C’est afin de doter l’industrie de la pêche au homard d’outils technologiques permettant la surveillance étroite de l’état de la ressource et de contribuer au développement de produits nutritifs à haute valeur ajoutée que le projet « HOMADIAG » a été amorcé l’automne dernier. Dirigée par M. Saint-Louis, M. Toupoint et Mme Chevarie, l’équipe rassemble Camille Berthod, candidate au doctorat en océanographie à l’UQAR, Robin Bénard, docteur en océanographie et adjoint exécutif au CEGRIM et Juliette Bernier, étudiante au premier cycle en biologie à l’UQAR depuis le trimestre d’hiver 2022. Le Rassemblement des pêcheurs et pêcheuses des côtes des Îles (RPPCÎ), qui compte plus de 180 capitaines-propriétaires, agit à titre de collaborateur du milieu utilisateur.

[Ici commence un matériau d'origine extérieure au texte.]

Issue #5133, opened 2018-06-30
latex: index headings "Symbols" and "Numbers" not internationalized


jfbu:
Consider following `index.rst`

```
==========
Index Test
==========


.. index:: état

.. index:: Deutschland

.. index:: 666

.. index:: **


```

When building with language set to German (`'de'`)  one gets this

![capture d ecran 2018-06-30 a 15 09 04](https://user-images.githubusercontent.com/2589111/42125569-ec0fe1ba-7c79-11e8-9a9d-9cb3bb2b4b44.png)

When buildind with language set to Italian, one gets this:

![capture d ecran 2018-06-30 a 15 11 24](https://user-images.githubusercontent.com/2589111/42125571-f9c4ee18-7c79-11e8-8291-d056dce6ccdd.png)

Remark: the fact that word `état` starting with utf-8 letter ends up in `Symbols` is related to use of `makeindex`, this is other issue (see #5132 for related issue)

### Problem

The problem is that `Symbols` and `Numbers` headings are not internationalized.

This originates in hard-coded https://github.com/sphinx-doc/sphinx/blob/1140e81df7ee9df1135ef9f35302ffd72d5bd764/sphinx/texinputs/python.ist#L12-L13

### Environment info
- OS: Mac
- Python version: 3.6.5
- Sphinx version: 1.7.x, master
- TeXLive 2018

Issue #5130, opened 2018-06-29
xetex issue: Improper discretionary list.


JulienPalard:
Subject: Building pdf is failing with latex bug.

### Problem

I'm running sphinx-build on the french documentation translation of Python, and pdf build is failing.

#### Procedure to reproduce the problem
```
git clone https://github.com/python/python-docs-fr.git
git checkout 3.7
make MODE=autobuild-dev
```

#### Error logs / results
```
[...]
Writing index file howto-curses.idx

LaTeX Warning: Unused global option(s):
    [a4].

(./howto-curses.aux) (/usr/share/texlive/texmf-dist/tex/latex/base/ts1cmr.fd)
*geometry* driver: auto-detecting
*geometry* detected driver: xetex
(/usr/share/texlive/texmf-dist/tex/latex/hyperref/nameref.sty
(/usr/share/texlive/texmf-dist/tex/generic/oberdiek/gettitlestring.sty))

Package hyperref Warning: Rerun to get /PageLabels entry.

(/usr/share/texlive/texmf-dist/tex/latex/amsfonts/umsa.fd)
(/usr/share/texlive/texmf-dist/tex/latex/amsfonts/umsb.fd) [1] [2]
! Improper discretionary list.
<recently read> }
                 
l.264 ...gin\PYGZus{}y} \PYG{o}{=} \PYG{l+m+mi}{7}
                                                  
?  
! Emergency stop.
<recently read> }
                 
l.264 ...gin\PYGZus{}y} \PYG{o}{=} \PYG{l+m+mi}{7}
                                                  
Output written on howto-curses.pdf (2 pages).
Transcript written on howto-curses.log.
=== TeX engine is 'XeTeX'
Latexmk: Index file 'howto-curses.idx' was written
Latexmk: References changed.
Latexmk: Errors, so I did not complete making targets
Collected error summary (may duplicate other messages):
  pdflatex: Command for 'pdflatex' gave return code 1
      Refer to 'howto-curses.log' for details
Latexmk: Use the -f option to force complete processing,
 unless error was exceeding maximum runs, or warnings treated as errors.
Makefile:32 : la recette pour la cible « howto-curses.pdf » a échouée
make[3]: *** [howto-curses.pdf] Erreur 12
make[3] : on quitte le répertoire « /home/mdk/clones/cpython/Doc/build/latex »
Makefile:130 : la recette pour la cible « dist » a échouée
make[2]: *** [dist] Erreur 2
[...]

PR #5134, opened 2018-06-30
Add new config value ``latex_use_xindy``

### LINKED ISSUE #5132: lualatex issue: PDF build fails if indexed word starts with Unicode characters

Do ``make latexpdf`` with this index.rst:

```
.. index:: état
```

and  having configured ``latex_engine = 'lualatex'`` in conf.py

#### Error logs / results
```
! String contains an invalid utf-8 sequence.
l.4   \bigletter 
               ?^^@
? 
```

#### Expected results

PDF build succeeds.

It does with `xelatex` but this is luck. In fact, usage of `makeindex` program to create `.ind` file results in a non-valid file for utf-8 encoding. Here is how the file looks like when opened as if latin-1 encoded:

```
\begin{sphinxtheindex}
\def\bigletter#1{{\Large\sffamily#1}\nopagebreak\vspace{1mm}}

  \bigletter Ã
  \item Ã©tat, \hyperpage{1}

\end{sphinxtheindex}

Le projet « HOMADIAG » consiste à cibler et à développer les biotests les plus pertinents permettant d’évaluer la qualité des homards aux premiers stades de la chaîne de commercialisation. « L’idée est d’adapter les biotests commerciaux, utilisés en santé humaine et avec les animaux de laboratoire, pour la mesure de marqueurs cellulaires et biochimiques dans l’hémolymphe du homard. C’est, en quelque sorte, établir leur bilan sanguin au moment de la capture et avant la mise en marché. L’appareil de lecture utilisé est facile à prendre en main et permet d’obtenir des résultats rapidement. Nous testerons notre plateforme de diagnostic, validée à l’UQAR puis testée chez Merinov, pendant la saison de pêche 2022 aux Îles-de-la-Madeleine, pour générer un ensemble de données nous permettant de dresser avec les partenaires un premier portrait de l’état de santé des homards. Par la suite, nous allons compléter le transfert de connaissances et de la technologie aux entreprises », indique Mme Berthod.

Les Fonds de recherche du Québec – Nature et technologie (FRQNT) appuient la réalisation de ce projet d’innovation dans le cadre de son programme Impulsion - Agroalimentaire. « Nos travaux vont se poursuivre jusqu’à l’été. Notre objectif est que la plateforme de diagnostic réponde aux besoins actuels et futurs de l’industrie de la pêche, notamment pour optimiser les conditions contrôlées de stockage de la ressource en vivier. Ultimement, nous souhaitons que nos biotests puissent être développés pour d’autres espèces de crustacés marins, et même qu’ils puissent déterminer la salubrité de la ressource en cas d’incidents maritimes impliquant des matières dangereuses », conclut le professeur Saint-Louis.